--- GIVEN DATA Enclosed Below ---
PR #3204, opened 2026-04-29
🤖 feat: inline $skill references with autocomplete and hover previews

ThomasK33:
## Summary

Adds inline `$skill` references so users can write `Please perform a $deep-review on this code and follow $tdd` and Mux loads both skills for that turn — autocomplete suggests skill names while typing, the sent message text is preserved exactly as typed, and inline tokens render with the same hover preview as the existing `/skill` slash badge.

## Background

Today skills are invoked via slash commands (`/deep-review …`), which rewrite the user's text and only allow one skill per turn. Inline `$skill` references address two needs:

- Compose multiple skills in one turn (`$deep-review` and `$tdd` together).
- Reference a skill mid-sentence without committing the whole message to a slash command's rewrite (`Please follow $tdd while you implement this`).

The architecture is intentionally **orthogonal**: a new `agentSkillRefs?: AgentSkillReference[]` field on `MuxMessageMetadataBase` composes with reviews, model one-shots, edits, retries, and on-send auto-compaction without combinatorial union variants. Slash invocations also populate the new field, so the backend has a single plural code path while old persisted `type: "agent-skill"` messages still replay correctly.

## Implementation

The work landed in two phases on top of a 10-commit stack:

**Phase 1 — inline references end-to-end:**
- `agentSkillRefs?: AgentSkillReference[]` added to `MuxMessageMetadataBase` with `dedupeAgentSkillRefs` / `mergeAgentSkillRefs` / `withAgentSkillRefs` helpers (slash beats inline on dedupe). Persisted refs only carry `{skillName, scope, source}` — parser ranges stay autocomplete-only.
- Backend `materializeAgentSkillSnapshots(...)` is plural and order-preserving. Uses resolved `skill.scope` (advisory metadata scope is ignored). Inline refs that fail to resolve are silently skipped; slash refs preserve strict failure. Per-skill dedupe against recent history.
- Inline parser (`extractInlineSkillReferenceCandidates`) is stricter than `SkillNameSchema`: requires lowercase first letter (rejects `$100` currency / `$PATH` env-style), requires sane left boundary, skips inline backticks and fenced code blocks. Resolver mirrors the slash resolver and silently drops unknown skills.
- Send-flow integration handles normal, creation, model one-shot, and mixed slash+inline messages. Creation flow forces `disableWorkspaceAgents: true` when any combined ref is project-scoped.
- Autocomplete UX mirrors the `@file` mention pattern. Precedence: `@file` > `$skill` > slash command. Selecting Enter/Tab/click replaces only the `$partial` token. Reuses `atMentionCursorNonce` for caret-move signals so suggestions reopen when the caret moves into an existing `$partial`.

**Phase 2 — hover preview parity for inline tokens:**
- `StreamingMessageAggregator` derives an `inlineSkillSnapshots` map per displayed user message from the same `latestAgentSkillSnapshotByKey` cache the slash path uses. Not persisted on the user message — derived display state.
- A small remark plugin (`inlineSkillMarkdown.ts`) walks markdown text nodes, calls the existing `extractInlineSkillReferenceCandidates` (so code-fence/inline-code exclusion stays consistent), and rewrites recognized ranges to mdast `link` nodes with internal `mux-inline-skill:` href. The internal protocol passes through the existing markdown sanitizer — no new `dangerouslySetInnerHTML` paths.
- The anchor renderer recognizes the internal href and delegates to a context that returns the same `AgentSkillBadge` + `HoverCard` + `MarkdownRenderer` JSX the slash badge uses. `AgentSkillBadge` and the `frontmatterYaml + body` preview-markdown builder were extracted as shared primitives.

## Validation

| Check | Result |
|---|---|
| `make typecheck` | ✅ |
| `make lint` | ✅ |
| `make fmt-check` | ✅ |
| 90 unit tests across 8 new test files | ✅ |

End-to-end dogfooding against a `make dev-server-sandbox` instance with test skills `deep-review` and `tdd` confirmed:

- Autocomplete suggests `$deep-review` for `$dee` and `$tdd` for `$td`; Tab/Enter replaces only the partial token.
- Sent message text is preserved verbatim.
- Persisted `chat.jsonl` shows two synthetic `agentSkillSnapshot` messages (deep-review then tdd) before the user message; user message metadata round-trips with `agentSkillRefs: [{deep-review, project, inline}, {tdd, project, inline}]`.
- Hovering `$deep-review` and `$tdd` in the sent message body shows skill-snapshot HoverCards identical to the slash hover.
- `` `$tdd` `` inside inline code, `$deep-review` inside a fenced block, `$100`, and `$PATH` are correctly excluded from both autocomplete and rendering.
- Mixed `/deep-review Please follow $tdd` produces both slash and inline badges side-by-side.
- `$unknown-skill-name` falls back to plain text with no badge.

## Risks

- **Metadata composition**: `agentSkillRefs` is added to `MuxMessageMetadataBase`, so any code that spreads `metadata` should preserve it. The send-flow uses the centralized `withAgentSkillRefs` helper to avoid open-coded spreads dropping refs across reviews/one-shots/edits/retries/auto-compaction. Targeted tests cover those paths.
- **Backend trust boundary**: frontend-supplied `scope` is treated as advisory; backend resolves skills from disk and uses the resolved package scope in persisted snapshots. Inline refs fail silently; slash refs keep strict-failure semantics for backwards compatibility.
- **Markdown sanitizer**: the `mux-inline-skill:` protocol is allowlisted by the existing sanitize/harden config. No new HTML escape hatches were introduced. Anchors with the internal protocol decode skill names from the path, never from arbitrary markup.
- **Parser false positives**: stricter inline rule (lowercase first letter) intentionally diverges from `SkillNameSchema` so currency/env-style strings aren't matched. Numeric-named skills remain reachable via slash invocation. Trade-off documented inline.
- **Replay compatibility**: legacy persisted `type: "agent-skill"` messages still materialize exactly one snapshot via the legacy fallback; aggregator-derived `agentSkill.snapshot` continues to drive the slash hover unchanged.

## Pains

- Bun 1.3.6 doesn't undo `mock.module(...)` via `mock.restore()`, which leaked stubs across test files in the markdown render layer. Fixed by scoping `mock.module` calls with snapshot+restore in `TypewriterMarkdown.test.tsx`; flagged inline so other tests can adopt the pattern.
- Radix HoverCard portals don't render in happy-dom, so the new tests assert badge presence and snapshot-map wiring rather than HoverCard contents — visual parity verified manually during dogfooding.

---

<details>

# Plan: polished inline `$skill` references for Mux skills

## Goal

Add first-class inline skill references so a user can write:

```txt
Please perform a $deep-review on this code and make sure to follow $tdd
```

and Mux loads both skills for that turn, while preserving the exact user-authored message text.

User decisions to honor:

- `$skill` autocomplete is required.
- Sent message text should remain visible exactly as typed.
- Unknown `$skill` references should be ignored, not warned/blocking.
- `$skill` inside inline code or fenced code blocks should not load skills.
- Unadvertised skills should still be loadable.
- Creation flow should support `$skill` references.
- Model one-shots like `/opus+high Please use $deep-review` should support `$skill` references.
- Keep the feature skill-specific for now, but leave the architecture open to future inline reference kinds.

## Evidence from code exploration

- Skill discovery is already syntax-independent:
  - `discoverAgentSkills(...)`
  - `readAgentSkill(...)`
- Slash-command skill invocation currently lives in:
  - `src/browser/features/ChatInput/utils.ts`
  - `parseCommandWithSkillInvocation(...)`
  - `resolveSkillInvocation(...)`
  - `buildSkillInvocationMetadata(...)`
- Current metadata is singular and slash-shaped:
  - `MuxMessageMetadata` has `{ type: "agent-skill", rawCommand, skillName, scope }`
- Backend materialization is singular:
  - `src/node/services/agentSession.ts`
  - `materializeAgentSkillSnapshot(...)` handles only `muxMetadata.type === "agent-skill"`
  - send path stores a single `skillSnapshotResult`
- Synthetic skill snapshots already work and should be reused:
  - `createLoadedSkillSnapshot(...)`
  - `renderAgentSkillSnapshotText(...)`
  - `agentSkillSnapshot` metadata
- Slash suggestions are whole-input and slash-only:
  - `src/browser/utils/slashCommands/suggestions.ts`
  - `getSlashCommandSuggestions(...)` returns nothing unless `input.startsWith("/")`
  - `ChatInput.handleCommandSelect(...)` replaces the whole input
- `@file` mention autocomplete is the closest UI model for `$skill` autocomplete:
  - cursor-aware matching via `selectionStart`
  - token-local replacement in `handleAtMentionSelect(...)`

### Approach A — recommended: orthogonal `agentSkillRefs` metadata field

Add an orthogonal base metadata field instead of creating an `inline-skills` union variant:

```ts
interface AgentSkillReference {
  skillName: SkillName;
  /** Advisory for UI/creation decisions only; backend must resolve the actual scope from disk. */
  scope: AgentSkillScope;
  source: "slash" | "inline";
}

interface MuxMessageMetadataBase {
  agentSkillRefs?: AgentSkillReference[];
  // existing base fields remain: reviews, commandPrefix, requestedModel, ...
}

// Parser/autocomplete results may carry startIndex/endIndex, but persisted metadata should not.
// Ranges are ambiguous once reviews are prepended, slash commands are rewritten, or one-shots strip prefixes.
```

Keep the existing `type: "agent-skill"` slash metadata for backwards compatibility and display/replay behavior, but update `buildAgentSkillMetadata(...)` so slash skill invocations also populate `agentSkillRefs` with `source: "slash"`.

Backend ref extraction:

1. Start with `metadata.agentSkillRefs ?? []`.
2. If `metadata.type === "agent-skill"` and no matching slash ref exists, add a `source: "slash"` ref from the legacy `skillName` / `scope` fields.
3. This merge-style extraction prevents accidental loss if frontend metadata merging drops the new slash ref while legacy slash fields remain.

Why this is the cleanest long-term solution:

- Skill refs are orthogonal to message intent/type.
- They compose with normal messages, model one-shots, reviews, creation sends, and future metadata.
- It avoids a combinatorial metadata union like `normal-with-inline-skills`, `model-oneshot-with-inline-skills`, etc.
- It keeps slash skill behavior backward-compatible while allowing plural references.

**Net product LoC estimate:** ~370–590 LoC.

- Frontend parser/resolver/helpers: ~120–180 LoC
- ChatInput wiring and autocomplete state/selection: ~120–190 LoC
- Shared metadata helpers/types/schemas: ~50–90 LoC
- Backend plural snapshot materialization/persistence loops: ~80–130 LoC

### Approach B — not recommended: new `type: "inline-skills"` metadata variant

Add a separate metadata union member for inline refs.

Pros:

- Slightly smaller first patch if only normal messages are supported.

Cons:

- Poor composition with existing metadata.
- Harder to support model one-shots, reviews, compaction-related metadata, and future command metadata without merge bugs.
- Backend still needs plural materialization.

**Net product LoC estimate:** ~280–430 LoC initially, but likely higher over time due to merge/compatibility fixes.

### Approach C — not recommended for this request: send-time only, no autocomplete

Detect `$skill` references only during send.

Pros:

- Fastest path to functionality.

Cons:

- User explicitly wants autocomplete.
- More typos silently ignored.
- Does not deliver the polished experience.

**Net product LoC estimate:** ~180–300 LoC.

## Advisor review refinements

The advisor approved the core `agentSkillRefs` architecture and recommended tightening these details before implementation:

- Persist only `{ skillName, scope, source }` in `agentSkillRefs`; keep `startIndex` / `endIndex` as parser/autocomplete-only data because persisted offsets become ambiguous after reviews, slash rewrites, model one-shot prefix stripping, edits, and retries.
- Update shared schemas as well as TypeScript types, especially message metadata schemas used for persisted/replayed messages.
- Treat frontend-provided `scope` as advisory on the backend. Backend materialization should resolve by `skillName` with `readAgentSkill(...)` and use the resolved package scope for snapshots.
- Make error behavior source-specific:
  - `source: "inline"` refs: skip invalid/unreadable refs silently.
  - `source: "slash"` refs and legacy `type: "agent-skill"`: preserve existing strict failure behavior.
  - If slash and inline mention the same skill, slash wins during dedupe.
- Numeric skill names, if supported by the shared schema, remain invocable with slash syntax such as `/100`; inline `$100` is intentionally not a skill ref.
- Inline `$` parsing should require the first character after `$` to be a lowercase letter, even though `SkillNameSchema` permits all-numeric skill names. This avoids currency false positives like `$100`; slash invocation remains the path for rare numeric skill names.
- Explicitly support mixed slash + inline messages such as `/deep-review Please also follow $tdd` by parsing inline refs from the original authored text before slash rewrite.
- Autocomplete must cover keyboard/cursor lifecycle, not just rendering suggestions: Enter/Tab selection, Escape dismissal, arrow navigation, and reopening when the caret moves into an existing `$partial` token.
- Ensure `agentSkillRefs` survives metadata lifecycle paths: `prepareUserMessageForSend(...)`, reviews, model one-shots, edit sends, retry send options, and on-send auto-compaction follow-ups.
- Prefer `materializeAgentSkillSnapshots(...): Promise<MuxMessage[]>` over nullable wrapper objects; empty arrays simplify append/emit loops.
- `$skill` suggestions should not filter out names that collide with slash commands. `$clear` should reference a skill named `clear` even though `/clear` is a command.

Adjusted implementation order:

1. Shared metadata + schemas + helper utilities.
2. Backend plural materialization while preserving existing slash behavior.
3. Inline parser/resolver.
4. Frontend send-flow integration, including normal, creation, model one-shot, and slash+inline mixed messages.
5. Autocomplete UX.
6. Dogfooding, docs/comments, and final validation.

## Implementation plan

The sections below are grouped by subsystem. Implement them in the adjusted order above, which intentionally proves backend slash compatibility before wiring new inline frontend behavior.

### Subsystem: Shared metadata and skill-ref utilities

Files likely touched:

- `src/common/orpc/schemas/message.ts` and any other persisted/replayed message schema that validates metadata
- possibly new `src/common/types/agentSkillReference.ts` or colocated exports in `message.ts`

Steps:

1. Define a shared `AgentSkillReference` type using existing `SkillName` / `AgentSkillScope` types.
2. Add `agentSkillRefs?: AgentSkillReference[]` to `MuxMessageMetadataBase`.
3. Update relevant Zod/message schemas so persisted/replayed metadata accepts the new field; `SendMessageOptions.muxMetadata` is loose today, but history/replay paths may still validate structured metadata.
4. Add helpers to keep metadata updates centralized:
   - `dedupeAgentSkillRefs(refs)` — dedupe by `skillName`, preserve first appearance order, and let slash refs win over inline refs for the same skill.
   - `withAgentSkillRefs(metadata, refs)` or similar — merge refs into existing metadata without dropping `reviews`, `requestedModel`, `rawCommand`, etc.
5. Update `buildAgentSkillMetadata(...)` to populate both:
--- End of Enclosed GIVEN DATA ---
# [THE PROBLEM]
The answer must consist of every line from the entries that holds the string "during".

# [FINISHED EXERCISE]
- Radix HoverCard portals don't render in happy-dom, so the new tests assert badge presence and snapshot-map wiring rather than HoverCard contents — visual parity verified manually during dogfooding.
Detect `$skill` references only during send.
  - If slash and inline mention the same skill, slash wins during dedupe.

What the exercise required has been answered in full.